Which Probiotic Strain is Best for Diabetes?
Probiotics are live microorganisms that offer health benefits when consumed in sufficient amounts. They can improve glucose metabolism, decrease insulin resistance, support gut health and regulate carbohydrate digestion—all crucial elements in managing diabetes.
Several strains have come under scientific spotlight for their potential benefits in diabetes management:
- Lactobacillus acidophilus: It can potentially lower blood glucose levels.
- Bifidobacterium lactis: Known for improved insulin sensitivity and better glycemic control.
- Streptococcus thermophilus: It contributes to overall gut health and glucose metabolism.
- Lactobacillus rhamnosus and Bifidobacterium animalis: These have shown promise in clinical studies for their effects on glycaemic control and insulin sensitivity.
Various studies have demonstrated the efficacy of probiotics in managing type 2 diabetes. For instance, a systematic review found that multi-strain probiotics containing Lactobacillus and Bifidobacterium species improved fasting plasma glucose and HbA1c levels in individuals with Type 2 diabetes.
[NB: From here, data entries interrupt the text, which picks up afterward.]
PR #404, opened 2021-09-09
Fixes deployment on OpenShift

sm43:
Moves TektonConfig ExtendedController to a separate pkg

TektonConfig's ExtendedController is used in both platforms k8s and
OpenShift and was in the k8s pkg. K8s controller use Dashboard
informer but OpenShift's doesn't need it. As we import the Dashboard
Informer pkg in k8s it has an init func which get executed and looks
for Dashboard CRD. This was happening with OpenShift where we don't
install Dashboard CRD now. so to avoid dashboard informer getting
initialize for OpenShift moving ExtendedController to a separate pkg.

-------------------------------------------------------------------------------------

 Enable TektonAddon Defaulting & Validation in Webhook

This fixes the failure of TektonAddon on OpenShift because of the
params not getting added to cr. this enables the defaulting
and validation in TektonConfig.

This also adds for k8s platform but it won't have any effect of the
installation of addon on k8s as it is not controller in not added
for k8s. This in plan to enable in upcoming days.

----------------------------------------------------------------------

 [OpenShift] Fixes Operator webhook

Earlier for Openshift, the specific files were not getting merged in
base due to which webhook was looking at tekton-operator ns instead
of openshift-operators, this fixes it.

And also updates the service account and rbac for webhook.

# Submitter Checklist

review them:

# Release Notes


config/openshift/webhook.yaml
```diff
@@ -30,23 +30,23 @@ spec:
         name: tekton-operator-webhook
         app: tekton-operator
     spec:
-      serviceAccountName: tekton-operator
+      serviceAccountName: openshift-pipelines-operator
```
vdemeester, line 33: Same remark as I did to @nikhil-thomas's PR, I think this should stay `tekton-operator` as this is in `tektoncd`, OpenShift Pipelines happens to use this but we shouldn't make it hardcoded I think

vdemeester (changes requested):
Not a fan of the package 😅 `pkg/reconciler/common-reconciler/…` there is `common` and a repetition there. What `pkg/reconciler/shared/…` instead ? (it's the "shared" code for all platform more or less).

Not to take in this PR, but `NewExtendedController` might be better named `NewExtensibleController`, shouldn't it ? 🤔

config/openshift/webhook.yaml
sm43: ah okay. I think that change of service account was not reverted due to which webhook is failing now.
controller uses `openshift-pipelines-operator` and webhook `tekton-operator` 
and on openshift `tekton-operator` is not created anymore

sm43:
> Not a fan of the package sweat_smile `pkg/reconciler/common-reconciler/…` there is `common` and a repetition there. What `pkg/reconciler/shared/…` instead ? (it's the "shared" code for all platform more or less).

@vdemeester 
yep shared is better. was not able to think of any 😅 will update. Thnx

> 
> Not to take in this PR, but `NewExtendedController` might be better named `NewExtensibleController`, shouldn't it ? thinking

yeah `NewExtensibleController` make sense

config/openshift/kustomization.yaml
```diff
@@ -14,43 +14,46 @@
...
+      kind: ClusterRole
+      name: tekton-operator
+  - path: role_binding.yaml
+    target:
+      kind: ClusterRoleBinding
+      name: tekton-operator
+  - path: webhook.yaml
+    target:
+      kind: Deployment
+      name: tekton-operator-webhook
```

Best Sources of Probiotics for Diabetics
Incorporating probiotics into your diet doesn't need to be complex. Here are some accessible sources:
- Yoghurt: Made from fermented milk, it contains live cultures, which can improve gut health and potentially lower blood sugar levels.
- Kefir: It is a fermented milk drink with diverse probiotics beneficial for lactose-intolerant individuals.
- Sauerkraut: A fermented cabbage dish packed with probiotics and fibre, beneficial for digestive health.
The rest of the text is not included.